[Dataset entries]
PR #576, opened 2023-06-06
Implement streaming for source file parsing

knutwannheden:
While the recipe running will still load all parsed source files into memory (by collecting the stream into a List), the parser API can be clients which require streaming support.

### DIFF
--- a/src/main/java/org/openrewrite/maven/MavenMojoProjectParser.java
+++ b/src/main/java/org/openrewrite/maven/MavenMojoProjectParser.java
@@ -18,7 +18,6 @@ import org.codehaus.plexus.util.xml.Xpp3Dom;
 import org.jetbrains.annotations.NotNull;
 import org.openrewrite.ExecutionContext;
 import org.openrewrite.SourceFile;
-import org.openrewrite.internal.ListUtils;
 import org.openrewrite.internal.StringUtils;
 import org.openrewrite.internal.lang.Nullable;
 import org.openrewrite.java.JavaParser;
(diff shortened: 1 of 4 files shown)


src/main/java/org/openrewrite/maven/MavenMojoProjectParser.java
```diff
@@ -505,7 +502,7 @@ public MavenSettings buildSettings() {
                                 ),
                                 buildRawRepositories(p.getRepositories())
                         )
-                ).collect(toList()));
+                ).collect(Collectors.toList()));
```
timtebeek, line 505:
```suggestion
                ).collect(toList()));
```

src/main/java/org/openrewrite/maven/MavenMojoProjectParser.java
```diff
@@ -360,14 +357,14 @@ public Map<MavenProject, Xml.Document> parseMaven(List<MavenProject> mavenProjec
...
-        List<String> activeProfiles = topLevelProject.getActiveProfiles().stream().map(Profile::getId).collect(Collectors.toList());
+        List<String> activeProfiles = topLevelProject.getActiveProfiles().stream().map(Profile::getId).collect(toList());
         if (!activeProfiles.isEmpty()) {
             mavenParserBuilder.activeProfiles(activeProfiles.toArray(new String[]{}));
         }
 
         List<Xml.Document> mavens = mavenParserBuilder
                 .build()
-                .parse(allPoms, baseDir, ctx).collect(toList());
+                .parse(allPoms, baseDir, ctx).collect(Collectors.toList());
```
timtebeek, line 367: Here you're slightly inconsistent as compared to elsewhere in the same file; figured use the same everywhere.
```suggestion
                .parse(allPoms, baseDir, ctx).collect(toList());
```

timtebeek (approved):

PR #91, opened 2019-04-30
Program reference consistency

JackSekoranja:
This PR removes the use of the words `Degree` and `Template`, and instead uses the word `Program`. 

I didn't go as far as renaming the project (which is called CassDegrees) as it doesn't really affect the rest of the project. Since the project was advertised to us as `cass degrees` I think this is fine.

Just a reminder that you will need to call the following commands to see changes:
`python manage.py makemigrations`
`python manage.py migrate`

NOTE: You will lose all of you Program data by implementing these changes


Daniel-Jang (approved):
Tested it out and there seems to be no problems.

Issue #34, opened 2019-04-03
View Existing Plans/Subplans (8)


JackSekoranja:
As a CASS Staff member, 
I want to be able to view the details of an existing plan/subplan
So that I can be aware of the details of that plan.

**Acceptance Criteria:**
- Created templates can be displayed in a human-readable format, and correctly represent all information that was inputted into the template

aidengeorge97:
Closed as of #94. View links now no longer direct to the api. Completion of this issue has spawned two maintenance issues #95 and #96, which focus on expanding view functionality as the project grows.

PR #94, opened 2019-05-01
Feature view plans and subplans

aidengeorge97:
See issue #34.

Rather than linking to the Django REST api, the view button from the list page now links to a pretty print display for showing programs, subplans, and courses. 

The printing currently supports all features available in the CASS Program Planner, but will need to be updated as new program and subplan rules are added, as well as when course requisites and incompatibilities are supported. 

image

image

image


KavsHub (approved):
Good stuff, I always didn't like how view just went to the rest API link.
Will be extra valuable for when we complete all the rules and electives for plans and sub plans

Daniel-Jang (approved):
Looking good from my end.

PR #97, opened 2019-05-01
Subplan deletion now checks if the subplan is used by a degree

KavsHub:
As the title says, subplan deletion now checks if it is used by any degrees before allowing the user to delete. This completes the final acceptance criteria of #32 
Works for if multiple are selected too. 
However, doesn't tell them which degree and subplan are affected. 
Wasn't sure how to convey this without it being a long error message. - Please tell me what you think and I'll update it before we merge

delete fail

### DIFF
--- a/cassdegrees/templates/list.html
+++ b/cassdegrees/templates/list.html
@@ -13,8 +13,8 @@
     {% if render.msg != None %}
         <p class="msg-success">{{ render.msg }}</p>
     {% endif %}
-    {% if render.errmsg != None %}
-        <p class="msg-error">{{ render.errmsg }}</p>
+    {% if render.error != None %}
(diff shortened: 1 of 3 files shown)


KavsHub:
UPDATE: 
Now notifies the user of which subplan code and program codes are affected. (Also works for multiple)
updated delete

spencerj411:
Looks good to me. As everyone during the team meeting yesterday agreed on blocking the delete, I will be reimplementing (again) my check for course deletion. In the error message, should we also include the year of which the subplans are from?

KavsHub:
I updated the formatting of the error message so it doesn't look cluttered.
image
I'm going to merge this now since it's done.

Issue #23, opened 2019-04-03
Put Compulsory/elective courses in subplan (8)


JackSekoranja:
As a CASS Staff member, 
I want to be able to insert a specified number of compulsory courses/List electives to a subplan,
So that It properly reflects to students the units required to complete that subplan.

**Acceptance Criteria:**
- While editing a subplan, the user has the option of adding a number of compulsory courses/List electives by inputting a number of units (that is divisible by 6) and then selecting a number of courses based on those stored in the system
- Users are able to search for specific courses using the course name or course code
- Once the new courses/electives are added, the template has changed to indicate the presence of these courses, clearly indicating either the included courses or the fact that they are free electives
- Once the user has entered a course, it cannot be entered again
- Users are notified if they attempt to add a course that doesn’t exist

Issue #11, opened 2019-04-03
Put Compulsory/elective courses in template (8)


JackSekoranja:
As a CASS Staff member, 
I want to be able to insert a specified number of compulsory/elective units to a degree template,
So that It properly reflects to students the units required by the program.

**Acceptance Criteria:**
- While editing a program template, the user has the option of adding a number of compulsory courses/list electives by inputting a number of units (that is divisible by 6) and then selecting a number of courses based on those stored in the system
- Users are able to search for specific courses using the course name or course code
- The user can also specify a number of free electives by inputting a number of units (that is divisible by 6)
- Once the new courses/electives are added, the template has changed to indicate the presence of these courses, clearly indicating either the included courses or the fact that they are free electives
- The user can’t submit a number of units that is less than the unit value of the list they are being added to, unless repeatable courses are present.
- A course can’t be added to the same list twice, but can be specified as repeatable.
- Users are notified if they attempt to add a course that doesn’t exist

PR #102, opened 2019-05-07
Feature subplan compulsory elective courses v2

Daniel-Jang:
Original Issue: https://github.com/cass-degrees/CASS-Degrees-Code/issues/23

Note that I list all available courses in the course selection drop-down menu, thus search related criteria is not applicable. I also had difficulty renaming everything from rules to 'requirements', to distinguish from rules in programs. Is this even desired? I am not sure.

image


Daniel-Jang:
Apologies in advance for inconsistent Javascript code :/

JackSekoranja (changes requested):
So I don't know why this wasn't changed sooner but the CASS staff actually need to be able to put in a number of courses who's units sum is less than the one entered, which goes directly against one of your acceptance criteria (Now fixed). This is because some courses are repeatable courses, and therefore if there is a repeatable course (Say, 6 units worth) and the specification says students have to complete 12 units, then the student needs to complete that course twice. Ironically, Techlauncher is one of these repeatable 6 unit courses.

Also, subplans should take course codes, not course IDs. This is because students can complete courses from any year, whereas IDs restrict to a single course-year instance

Daniel-Jang:
Edit: Ignore this comment, look at comment below for update. I am keeping this as evidence of discussion.

Actually, I do have to disagree on your suggestion of saving course codes instead of IDs. ANU Programs and Courses does not actually do this. For example, if you visit the 2016 version of Intelligent Systems Major (https://programsandcourses.anu.edu.au/2016/major/INTL-MAJ), you are brought to a 2016 version of the major. If you then go to "Study" then click on any courses (let's say COMP3620), you are brought specifically to the 2016 version of the course (https://programsandcourses.anu.edu.au/2016/course/COMP3620), not the current (2019) one.

This is a better way to handle this anyways, since courses can appear and disappear over time and not specifying year is going to cause problems on finding the right course page to bring up.

However, you are correct to point this out since my current implementation of being able to select courses from any year is incorrect. I can restrict the course selection to the specified subplan year only, like how the current ANU PnC does it.

Also, I will just remove the course unit count checking restrictions.

Daniel-Jang:
I had a chat with Jack an hour ago and I will proceed with Jack's suggestions. I have been convinced that we shouldn't be following PnC for the sake of following it. Therefore, disregard what I have said above.

Also, it was much easier to implement than expected. I expected 3-4 hours of work (a full re-implementation was thought to be needed), it actually took 15 minutes.

However, there is a bug where the course options in the drop-down selection is duplicated if the same course has multiple years. The duplicate checker checks for course codes, not id's, so selecting the same course codes from different years will still return the user with the duplication error.

JackSekoranja (approved):
Looks good, the aforementioned bug of showing duplicate courses has also now been fixed. Happy for you to merge

cassdegrees/static/js/requirements.js
```diff
@@ -0,0 +1,174 @@
+//! Vue.js based means of adding/removing requirements.
```
j-selby: This needs to be explicitly labeled as for subplans IMO. Is there a reason we are using a different set of scripts for this vs. programs? I don't see a reason why they can't mix and match (i.e have a Major depend on a Minor?)

j-selby (changes requested):

cassdegrees/static/js/requirements.js
Daniel-Jang: This file no longer exists since it is redundant. I have renamed requirements.html to subplanrules.html.

Daniel-Jang:
In my latest commit, I have managed to complete this user story too: https://github.com/cass-degrees/CASS-Degrees-Code/issues/11

Issue #85, opened 2019-04-29
Remake Subplan/Program Check in Delete Course


spencerj411:
Due to changes made in #76, the implementation for checking if a course is in any subplan/program before deleting a course must be changed. Completion of this issue will outdate #74 and will finally satisfy all criteria in #29.

PR #103, opened 2019-05-07
Bug Course Deletion Check v3000

spencerj411:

#### Task instructions
Report, from the entries above, each line where "selection" is found.

#### Answer to this exercise
Note that I list all available courses in the course selection drop-down menu, thus search related criteria is not applicable. I also had difficulty renaming everything from rules to 'requirements', to distinguish from rules in programs. Is this even desired? I am not sure.
However, you are correct to point this out since my current implementation of being able to select courses from any year is incorrect. I can restrict the course selection to the specified subplan year only, like how the current ANU PnC does it.
However, there is a bug where the course options in the drop-down selection is duplicated if the same course has multiple years. The duplicate checker checks for course codes, not id's, so selecting the same course codes from different years will still return the user with the duplication error.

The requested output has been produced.